Я выполз на четвереньках, как некое грубое животное, из моего вельветового мира и упал на кровать. Навалился сон, полный цвета — зеленое платье Анны, черный блеск ее панталон, прозрачное винное золото и залитые солнцем кусочки лососины, яростный кроваво-красный шезлонг и мрачная тьма голубых портьер, — день заскользил прочь. А вместе с ним исчез тот человек, каким я был раньше. Подобно черной тени призрака он истаял в парижской Ночи, когда я падал все дальше в глубь этого калейдоскопа цветных осколков дня.
Я закрыл глаза. Детский ужас вернулся ко мне. Ведь, проваливаясь в сон, ты умираешь. Словно опускаешься в темную глубину могилы.
17
Потребовалось некоторое время для того, чтобы коммутатор L'Hôtel соединил меня с Хартли.

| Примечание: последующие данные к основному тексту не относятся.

PR #778, opened 2020-09-16
MAYA-106222 - Fix registry errors for preview surface readers and wri…

JGamache-autodesk:
…ters

Fixes the registration of the UsdPreviewSurface reader and writer. The registration needs to be done in a Tf registry context in order for the automatic removal of the reader/writer to be correctly done when the plugins are unloaded.
The directly visible impact is that this will fix the following coding error message that appeared with PR 744:
`Coding Error: in AddUnloader at line 301 of C:\mayaUsd\fileio\registryHelper.cpp -- Couldn't add unload function (was this function called from outside a TF_REGISTRY_FUNCTION block?)`


kxl-adsk (approved):

kxl-adsk:
@JGamache-autodesk Do you mind updating the description to explain the problem and your fix.

mattyjams (approved):
Looks good to me!

PR #782, opened 2020-09-18
MAYA-106190 - Prim type icons

seando-adsk:
#### MAYA-106629 - Generic USD icon in the main menu

* Moved "ae" templates folder (from "lib/mayaUsd/") to new "resources" folder.
* Added new "resources/icons" folder with all the prim Outliner icons. The icons are part of the MayaUsd_LIB so added icon folder in module path.
* In UFE context menu added icon for "USD Layer Editor menu item.
* In UFE context "Add New Prim" submenu added icons for all the prim types.
* Implemented "treeViewIcon" override in UsdUIInfoHandler interface.
* Added a few icons to the adsk MayaUsd plugin.
* * mayaUsdProxyShape - outliner icon
* * USD_stage/USD_generic used in menus
* Removed "_usd" from proxy shape name, when creating a stage from file.


lib/mayaUsd/CMakeLists.txt
```diff
@@ -163,14 +163,14 @@ install(FILES ${CMAKE_CURRENT_BINARY_DIR}/lib/usd/plugInfo.json
 # -----------------------------------------------------------------------------
 # subdirectories
 # -----------------------------------------------------------------------------
-add_subdirectory(ae)
```
seando-adsk, line 166: After discussion with Krystian, we decided to move this "ae" folder underneath a new "resources" folder. So below you'll see all the ae template (py) files being moved.

lib/mayaUsd/resources/icons/CMakeLists.txt
```diff
@@ -0,0 +1,45 @@
...
+        # The _100.png files need to be installed without the _100. This is the
+        # base icon name that is used. Maya will automatically choose the _150/_200
+        # image if neeeded.
+        install(FILES "out_USD_${ICON_BASE}_100.png"
+            DESTINATION "${CMAKE_INSTALL_PREFIX}/lib/icons"
+            RENAME "out_USD_${ICON_BASE}.png"
+        )
+        install(FILES "out_USD_${ICON_BASE}_150.png" "out_USD_${ICON_BASE}_200.png"
+            DESTINATION "${CMAKE_INSTALL_PREFIX}/lib/icons"
+        )
```
seando-adsk, line 43: Install all the Outliner icon files (for the various prim types).

lib/mayaUsd/ufe/UsdContextOps.cpp
```diff
@@ -275,7 +287,11 @@ Ufe::ContextOps::Items UsdContextOps::getItems(
         int hasLayerEditorCmd{0};
         MGlobal::executeCommand("runTimeCommand -exists UsdLayerEditor", hasLayerEditorCmd);
         if (hasLayerEditorCmd) {
+#if UFE_PREVIEW_VERSION_NUM >= 2023
+            items.emplace_back(kUSDLayerEditorItem, kUSDLayerEditorLabel, kUSDLayerEditorImage);
```
seando-adsk, line 291: Added icon for the "USD Layer Editor" context menu item. And for the "Add New Prim" types below.

lib/mayaUsd/ufe/UsdSceneItem.cpp
```diff
@@ -62,8 +62,7 @@ std::vector<std::string> UsdSceneItem::ancestorNodeTypes() const
 	const TfType& schemaType = fPrim.GetPrimTypeInfo().GetSchemaType();
 #endif
 	if (!schemaType) {
-		TF_CODING_ERROR("Could not find prim type '%s' for prim %s",
-			fPrim.GetTypeName().GetText(), UsdDescribe(fPrim).c_str());
```
seando-adsk, line 66: This error was too extreme. There are nodes which don't have a schema type, so just silently return empty ancestor types.

lib/mayaUsd/ufe/UsdUIInfoHandler.cpp
```diff
@@ -71,6 +73,48 @@ bool UsdUIInfoHandler::treeViewCellInfo(const Ufe::SceneItem::Ptr& item, Ufe::Ce
 	return changed;
 }
 
+std::string UsdUIInfoHandler::treeViewIcon(const Ufe::SceneItem::Ptr& item) const
```
seando-adsk, line 76: Override this UFE method to provide an image for specific node types. Avoids the ancestor types call.

lib/mayaUsd/ufe/UsdUIInfoHandler.cpp
```diff
@@ -71,6 +73,48 @@ bool UsdUIInfoHandler::treeViewCellInfo(const Ufe::SceneItem::Ptr& item, Ufe::Ce
...
+{
+	// Special case for nullptr input.
+	if (!item) {
+		return "out_USD_UsdTyped.png";	// Default USD icon
+	}
```
seando-adsk, line 81: Can call with nullptr to get a default USD icon.

lib/mayaUsd/ufe/UsdUIInfoHandler.cpp
```diff
@@ -71,6 +73,48 @@ bool UsdUIInfoHandler::treeViewCellInfo(const Ufe::SceneItem::Ptr& item, Ufe::Ce
...
+		{"Volume",				"out_USD_Volume.png"}
+	};
+
+	const auto search = supportedTypes.find(item->nodeType());
+	if (search != supportedTypes.cend()) {
+		return search->second;
+	}
+
+	// No specific node type icon was found.
+	return "";
```
seando-adsk, line 115: No specific node type icon provided. Will just ancestor types.

modules/mayaUSD.mod.template
```diff
@@ -8,7 +8,7 @@ PYTHONPATH+:=lib/python
 USD_LOCATION:=
 
 + MayaUSD_LIB ${MAYAUSD_VERSION} ${CMAKE_INSTALL_PREFIX}
-icons: 
+icons: lib/icons
```
seando-adsk, line 11: All the outliner icons above were added to this folder (as part of the base lib). So that any of the 3 plugins will get them.

plugin/adsk/icons/CMakeLists.txt
```diff
@@ -0,0 +1,21 @@
+# ---------------------------------------------------------------------------------------------
+# install
+# ---------------------------------------------------------------------------------------------
+
+set(PLUGIN_ICONS
+    out_mayaUsdProxyShape
+    USD_generic
+    USD_stage
+)
```
seando-adsk, line 9: These icons are specific to the adsk mayausd plugin.

plugin/adsk/scripts/mayaUsd_createStageFromFile.mel
```diff
@@ -81,9 +81,7 @@ global proc stageFromFile_UICommit(string $parent) {
 proc doCreateStage(string $fileName) {
     // actually load the file
     string $baseName = capitalizeString(`basenameEx $fileName`);
-    if( isValidObjectName($baseName) )
-        $baseName += "_usd";
```
seando-adsk, line 85: As per spec from Nat, remove this _usd from proxy shape name.

lib/mayaUsd/ufe/UsdUIInfoHandler.cpp
ppt-adsk: It is the case that if you add a new icon, you'll have to make changes in two places, here and in the CMakeLists.txt file, right?  That's a bit unfortunate, but trying to devise a system to make a single change in one place seems difficult.

lib/mayaUsd/ufe/UsdUIInfoHandler.cpp
```diff
@@ -71,6 +73,48 @@ bool UsdUIInfoHandler::treeViewCellInfo(const Ufe::SceneItem::Ptr& item, Ufe::Ce
...
 
+std::string UsdUIInfoHandler::treeViewIcon(const Ufe::SceneItem::Ptr& item) const
+{
+	// Special case for nullptr input.
+	if (!item) {
+		return "out_USD_UsdTyped.png";	// Default USD icon
+	}
+
+	// We support these node types directly.
+	static const std::map<std::string, std::string> supportedTypes{
```
ppt-adsk, line 84: Just to avoid repetition, could we have a really small map with the exceptions (empty string and "AL_MayaReference"), and a set for the rest?  I.e.

static const std::map<std::string, std::string> exceptionsTypes {
{"",					"out_USD_Def.png"},
{"AL_MayaReference",	"out_USD_mayaReference.png"}};
if (inTheExceptionsTypes) {
   return that;
}
static const std::set<std::string> supportedTypes {"BlendShape", "Camera", ...};
if (inSupportedTypes) {
    return "out_USD_" + theType + ".png";
}

seando-adsk: It is not really repetition as the map key is node type, which are never repeated. I see your point, but I like the current table. It is very clear what icon filename is associated with each node type. What benefit do you see from your suggestion? It actually requires a 2nd search.

ppt-adsk: Don't think the second search is a big deal.  The repetition is in having the type twice, once in the key type, once in the mapped type, when the mapped type is simply the key type with a fixed prefix and a fixed suffix.  Therefore, the set feels more appropriate, because there really is just one value in the associative data structure, the key type.

If you like the way it is now, I don't have that strong an opinion on it, so I'll leave it up to you.

ppt-adsk (approved):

— Здравствуй, Эдвард! Как ты?
— Чудесно, мой дорогой мальчик. Мне так приятно видеть здесь Ингрид и Салли. Они приезжают в Хартли не слишком часто. Так же, как и ты, заметил бы я.
— Знаю, знаю. Это мой промах.
— Конечно, ты очень занят. Этот новый молодой человек Салли, Джонатан, тоже здесь. Мальчик Ника Робинсона, ты его знаешь. Я могу принять только парня лейбористского толка.
Я подумал, это, вероятно, потому, что Ник Робинсон был одним из тех парней-лейбористов, с публичной школой за плечами и безупречным наследством в центральном графстве Англии.
— Я помню мать Ника. Никогда не мог понять, как сын Джека Робинсона стал членом парламента от лейбористов. А, ладно. Я полагаю, ты хочешь поговорить с Ингрид?
— Да. Если она поблизости.
— Она в саду. Подожди немного.
— Привет, дорогой. Как в Брюсселе?
— Смертельно скучно, и я махнул в Париж на утреннюю встречу. Обратно я вылечу ночью.
— Ты не увидишь там Мартина с Анной?
— Нет. — Я помолчал. — Я предполагал позвонить им и навестить во время шикарного завтрака, но совсем не было времени. Да и не хотел им надоедать.
— Возможно, ты прав, — произнесла Ингрид. — Выходные в Париже созданы для романтики. И отцы не самые желанные сотрапезники для молодых возлюбленных.
— Да. Я тоже так считаю.
— Какая жалость. Я с удовольствием бы видела Мартина влюбленным. Но только не с Анной. С кем угодно, только не с ней.
— Ты хорошо проводишь там время?
— Все чудесно. С каждым разом, как я возвращаюсь в Хартли, кажется, люблю его все больше. Я сегодня много думала о маме. Прогулки с Салли так напоминают о моих давних прогулках с ней. Мы никогда не были по-настоящему близки. Но вчера я почувствовала ее отсутствие особенно сильно. Мне хочется, чтобы ты был здесь.
— Да-да.
— Так ты приедешь?
— Да. Да, конечно.
— Джонатан действительно милый молодой человек.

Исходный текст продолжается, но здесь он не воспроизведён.